Aber das Einssein der beiden Körper ist nicht abgeschlossen, vollzogen und bleibend, sondern in ihm ist zugleich ein Geschehen. Der Verschmelzung antwortet eine Entfaltung und Ausbreitung des Leibes Christi. Dieser zweifachen Bewegung, die sich wie das Ein- und Ausatmen verhält, entspricht der Körper der Madonna. In der Hereinnahme scheint sich die Schale ihres Leibes langsam nach vorne verschließen zu wollen. In dem Darbieten aber tritt ihr Körper zurück, reckt sich jedoch zugleich mächtig nach oben. Damit kommt in die vertikale Komponente der Plastik eine eigene Dynamik, in der etwas Erhabenes und Sieghaftes ist. Das Versinken in den Schmerz wird überwunden durch ein zuversichtliches Aufrichten, in dem etwas von Erwartung des österlichen Morgens ist.

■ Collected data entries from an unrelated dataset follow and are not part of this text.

PR #3562, opened 2025-06-25
[WeightCompression] Ignored patterns introduction

daniil-lyakhov:
### Changes

Ignored patterns are being introduced to the WeightCompression algorithm

### Reason for changes

ROPE pattern breaks the logic of the WeightCompression algorithm, required to be automatically ignored 

### Related tickets
 https://github.com/huggingface/optimum-intel/issues/1295
 164548

### Tests
test_rope_weight_compression


nncf/common/graph/patterns/manager.py
```diff
@@ -91,6 +92,7 @@ def _filter_patterns(
         patterns_to_filter: dict[PatternNames, Callable[[], GraphPattern]],
         device: TargetDevice,
         model_type: Optional[ModelType] = None,
+        algorithm: Optional[AlgorithmType] = None,
```
nikita-savelyevv: What do you think about renaming `algorithm` variable to `algorithm_type` which is analogous to `model_type`?

nncf/parameters.py
```diff
@@ -47,6 +47,17 @@ class ModelType(StrEnum):
     TRANSFORMER = "transformer"
 
 
+class AlgorithmType(StrEnum):
+    """
+    Describes the algorithm applying to the model.
```
nikita-savelyevv:
```suggestion
    Type of an algorithm that is applied to the model.
```

nikita-savelyevv (commented):
Looks good!

nncf/common/graph/patterns/manager.py
daniil-lyakhov: Great idea, fixed

nikita-savelyevv (approved):

nncf/common/graph/patterns/manager.py
```diff
@@ -91,22 +92,26 @@ def _filter_patterns(
         patterns_to_filter: dict[PatternNames, Callable[[], GraphPattern]],
         device: TargetDevice,
         model_type: Optional[ModelType] = None,
+        algorithm_type: Optional[AlgorithmType] = None,
```
AlexanderDokuchaev: What means None for algorithms_type? and where it's used without set algorithm_type?
It looks like that it should be determinate always.

nncf/parameters.py
```diff
@@ -47,6 +47,17 @@ class ModelType(StrEnum):
...
 
 
+class AlgorithmType(StrEnum):
+    """
+    Type of an algorithm that is applied to the model.
+    :param MINMAX: The MinMaxQuantization algorithm.
+    :param WEIGHTS_COMPRESSION: The WeightCompression algorithm.
+    """
+
+    MINMAX = "MinMaxQuantization"
```
AlexanderDokuchaev:
```suggestion
    MINMAX_QUANTIZATION = "MinMaxQuantization"
```

nncf/common/graph/patterns/manager.py
```diff
@@ -91,22 +92,26 @@ def _filter_patterns(
...
     ) -> dict[PatternNames, Callable[[], GraphPattern]]:
         """
         Returns all patterns from patterns_to_filter that are satisfied device and model_type parameters.
 
         :param patterns_to_filter: Dictionary with the PatternNames instance as keys and creator function as a value.
         :param device: TargetDevice instance.
         :param model_type: ModelType instance.
+        :param algorithm_type: AlgorithmType instance.
```
AlexanderDokuchaev: Not sure that using annotation type as description is useful.

```suggestion
        :param algorithm_type: The algorithm type to apply to the model (e.g., MinMaxQuantization, WeightCompression).
```

nncf/common/graph/patterns/patterns.py
```diff
@@ -281,6 +282,7 @@ class PatternDesc:
     name: str
     devices: Optional[list[TargetDevice]] = None
     model_types: Optional[list[ModelType]] = None
+    algorithms: Optional[list[AlgorithmType]] = None
```
AlexanderDokuchaev:
```suggestion
    algorithm_types: list[AlgorithmType]
```

Using `None` as a default value is generally considered bad design:
- required additional None checks throughout the code, cluttering logic.
- increased the complexity of tests, as you must account for None cases explicitly.
- reduced readability by introducing ambiguity around expected types.

Better to use default_factory:
```
    algorithm_types: list[AlgorithmType] = field(default_factory=lambda: list(AlgorithmType))
```

Or use list to exclude pattern for selected algorithms
```
    excluded_algorithms: list[AlgorithmType] = field(default_factory=list)
```

and update docstring

nncf/quantization/algorithms/weight_compression/algorithm.py
```diff
@@ -383,6 +389,17 @@ def get_nodes_to_compress(self, nncf_graph: NNCFGraph) -> list[NNCFNode]:
         ignored_names = get_ignored_node_names_from_ignored_scope(
             self._ignored_scope, nncf_graph, strict=self._ignored_scope.validate
         )
+
+        ignored_patterns = PatternsManager.get_full_ignored_pattern_graph(
+            backend=self._model_backend,
+            device=TargetDevice.ANY,
+            model_type=ModelType.TRANSFORMER,
```
AlexanderDokuchaev: Why is model_type hardcoded as ModelType.TRANSFORMER here? 
Why `device=TargetDevice.ANY`?
ModelType and TargetDevice  is not used for in `weight_compression` anywehere


Looks like current implementation of `PatternsManager` can not be used here.
`IgnoredPatternNames` looks is not valid to use for wc.
And more, there is no reason to use `PatternDesc`, because WC is not use model_type and device.

How about add `IgnoredPatternNamesWC` and `PT_IGNORED_PATTERNS_WC`
```
class PTMinMaxAlgoBackend:
def get_ignored_patterns()
        patterns = Patterns()
        patterns.register(create_rope(), "rope")
        return patterns.get_full_pattern_graph()
... 

autogenerated_ignored_names = get_ignored_names_by_ignored_patterns(nncf_graph, self._backend_entity.get_ignored_patterns())
```

In my mind, it can be done just in backend part, no using common parts or PatternManager. 
This ignored scope actual only for WC, not will be reused anywhere.

nncf/common/graph/patterns/manager.py
```diff
@@ -91,22 +92,26 @@ def _filter_patterns(
...
         """
         filtered_patterns = {}
         for pattern_desc, pattern_creator in patterns_to_filter.items():
             pattern_desc_devices = pattern_desc.value.devices
             pattern_desc_model_types = pattern_desc.value.model_types
+            pattern_desc_algos = pattern_desc.value.algorithms
             devices_condition = pattern_desc_devices is None or device in pattern_desc_devices
             model_types_condition = pattern_desc_model_types is None or model_type in pattern_desc_model_types
-            if devices_condition and model_types_condition:
+            algo_condition = pattern_desc_algos is None or algorithm_type in pattern_desc_algos
```
AlexanderDokuchaev: What is expected behavior for `algorithm_type = None` and `pattern_desc_algos = [MINMAX]`?

nncf/common/graph/patterns/patterns.py
```diff
@@ -403,8 +405,13 @@ class IgnoredPatternNames(Enum):
...
         devices=[TargetDevice.ANY, TargetDevice.CPU, TargetDevice.GPU, TargetDevice.NPU],
+        algorithms=[AlgorithmType.MINMAX],
+    )
+    SE_BLOCK = PatternDesc("se_block", algorithms=[AlgorithmType.MINMAX])
+    FC_BN_HSWISH_ACTIVATION = PatternDesc("fc_bn_hswish_activation", algorithms=[AlgorithmType.MINMAX])
+    EQUAL_LOGICALNOT = PatternDesc("equal_logicalnot", algorithms=[AlgorithmType.MINMAX])
+    ROPE = PatternDesc(
+        "rope",
+        model_types=[ModelType.TRANSFORMER],
+        algorithms=[AlgorithmType.MINMAX, AlgorithmType.WEIGHTS_COMPRESSION],
```
AlexanderDokuchaev:
```suggestion
```
Will have same behavior?

AlexanderDokuchaev (changes requested):

nncf/quantization/algorithms/weight_compression/algorithm.py
daniil-lyakhov:
```
Looks like current implementation of PatternsManager can not be used here.
```
The code you are suggesting will produce exactly the same patterns. I can create a method called `get_ignored_patterns` where I would describe, that currently only patterns for transformers and device agnostic are supported, so we are calling pattern manager to get this exact patterns. Perhaps in future WC will have target device, model type - so we have to use the pattern manager.

 I don't really understand why should we make another pattern manager for the WC when we already have one. It is not a good practice, maybe, but it doesn't break any logic (Pattern manager, please give me a pattern), give me an example when this code will fail
 
 PS
 I'll do it your way as I don't think this discussion will lead to anything productive

daniil-lyakhov: Done
hope + 4 backend-specific functions won't be a problem

daniil-lyakhov:
@AlexanderDokuchaev, I removed my approach and introduced your suggestion, please check

src/nncf/scopes.py
```diff
@@ -270,6 +271,21 @@ def get_ignored_node_names_from_ignored_scope(
     return {name for match in matches.values() for name in match}
 
 
+def get_ignored_names_by_ignored_patterns(nncf_graph: NNCFGraph, ignored_patterns: GraphPattern) -> set[str]:
```
AlexanderDokuchaev: why this function moved to scopes.py?

src/nncf/scopes.py
```diff
@@ -270,6 +271,21 @@ def get_ignored_node_names_from_ignored_scope(
...
+    """
+    Returns node names matched ignored_patterns.
+
+    :param nncf_graph: NNCFGraph instance.
+    :param ignored_patterns: Ignored patterns.
+    :return: IgnoredScope with all node names matched ignored_patterns.
```
AlexanderDokuchaev: Incorrect description

src/nncf/quantization/algorithms/weight_compression/algorithm.py
```diff
@@ -345,27 +349,37 @@ def set_backend_entity(self, model: TModel) -> None:
...
             raise nncf.UnsupportedBackendError(msg)
 
+    def get_ignored_patterns(self) -> GraphPattern:
+        """
+        Returns backend-specific ignored patterns for the Weight Quantization algorithm.
+
+        :return: Backend-specific ignored patterns for the Weight Quantization algorithm
+        """
+        patterns = Patterns()
+        patterns.register(self._backend_entity.create_rope_pattern(), "rope")
```
AlexanderDokuchaev: Add one backend specific function that will return list of patterns, to add patterns in them without adding new functions for each patterns.

daniil-lyakhov: Then we will have different set of patterns for different backends, do you think this way is sustainable?
 I did exactly as it was suggested by you in the last comment

src/nncf/scopes.py
daniil-lyakhov: Why not? `get_ignored_node_names_from_ignored_scope` is here, and `get_ignored_names_by_ignored_patterns` was a static method of MinMaxAlgorithm for some reasons despite being almost a copy of the `get_ignored_node_names_from_ignored_scope`

src/nncf/scopes.py
daniil-lyakhov: Done

src/nncf/scopes.py
AlexanderDokuchaev: The function `get_ignored_names_by_ignored_patterns` is not connected with this scopes.
Scope.py already collects function `get_ignored_node_names_from_subgraph` that used in `get_ignored_node_names_from_ignored_scope`.

What a reason add to add yet another function with the same functionality?

src/nncf/quantization/algorithms/weight_compression/algorithm.py
AlexanderDokuchaev: I did not suggest to add function create_rope_pattern.
PatternManager is not guaranty that set of patterns is equal too

src/nncf/scopes.py
daniil-lyakhov: I was mistaken, they are different. I moved the `get_ignored_names_by_ignored_patterns ` to `/src/nncf/common/graph/graph.py`

src/nncf/quantization/algorithms/weight_compression/algorithm.py
daniil-lyakhov: Done

src/nncf/quantization/algorithms/weight_compression/algorithm.py
```diff
@@ -278,6 +279,7 @@ def __init__(
         self._ratio = ratio
         self._ignored_scope = ignored_scope
         self._backend_entity = None
+        self._model_backend = None
```
AlexanderDokuchaev: self._model_backend is unused as class member, set and used only in `set_backend_entity`

src/nncf/common/graph/graph.py
```diff
@@ -810,3 +810,18 @@ def find_matching_subgraphs(self, patterns: GraphPattern, strict: bool = True) -
...
         return output
+
+
+def get_ignored_names_by_ignored_patterns(nncf_graph: NNCFGraph, ignored_patterns: GraphPattern) -> set[str]:
+    """
+    Returns node names matched ignored_patterns.
+
+    :param nncf_graph: NNCFGraph instance.
+    :param ignored_patterns: Ignored patterns.
+    :return: A set of NNCF node names from the given NNCFGraph matched ignored_patterns.
```
AlexanderDokuchaev:
```suggestion
def get_node_names_matching_graph_pattern(nncf_graph: NNCFGraph, graph_pattern: GraphPattern) -> set[str]:
    """
    Returns the names of nodes in the given NNCFGraph that match the specified graph pattern.

    :param nncf_graph: An instance of NNCFGraph to search for matching subgraphs.
    :param graph_pattern: A GraphPattern instance used to identify matching subgraphs.
    :return: A set of node names from the NNCFGraph that match the given graph pattern.
    """
```

src/nncf/quantization/algorithms/weight_compression/algorithm.py
```diff
@@ -383,6 +385,12 @@ def get_nodes_to_compress(self, nncf_graph: NNCFGraph) -> list[NNCFNode]:
         ignored_names = get_ignored_node_names_from_ignored_scope(
             self._ignored_scope, nncf_graph, strict=self._ignored_scope.validate
         )
+
+        ignored_patterns_names = get_ignored_names_by_ignored_patterns(
+            nncf_graph, self._backend_entity.get_ignored_patterns()
+        )
+        ignored_names = ignored_names.union(ignored_patterns_names)
```
AlexanderDokuchaev:
```suggestion
        autogenerated_ignored_names = get_node_names_matching_graph_pattern(
            nncf_graph, self._backend_entity.get_ignored_patterns()
        )
        ignored_names = ignored_names.union(autogenerated_ignored_names)
```

src/nncf/quantization/algorithms/weight_compression/algorithm.py
daniil-lyakhov: Done

AlexanderDokuchaev (approved):

PR #3579, opened 2025-07-09
[Torch FX] Changes to Support OpenVINO Quantizer

anzr299:
### Changes

1. Add method to set ignored scope in Weight Compression algorithm. 

### Reason for changes

1. This is to allow the user of OpenVINO quantizer to set the ignored scope from the instance without passing it in the quantizer initialization.


alexsu52 (approved):
LGTM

Die Beweinung Christi in der Unterkirche von »Regina Martyrum« ist voller Schmerz. Der Tod des Sohnes wird von der Mutter so übernommen, dass sie mit ihm eins wird. Sie wird darin im mehrfachen Sinne zur tragenden Gestalt. Ihre königliche Haltung erwächst aus der Verinnerlichung des Schmerzes. Darum ist diese Pietà zugleich mehr als eine Beweinung. In ihr ist eine Hoffnung, die der Stunde harrt, in der sich der Herr aus dem Tode befreit und ewiges Leben wird und bringt.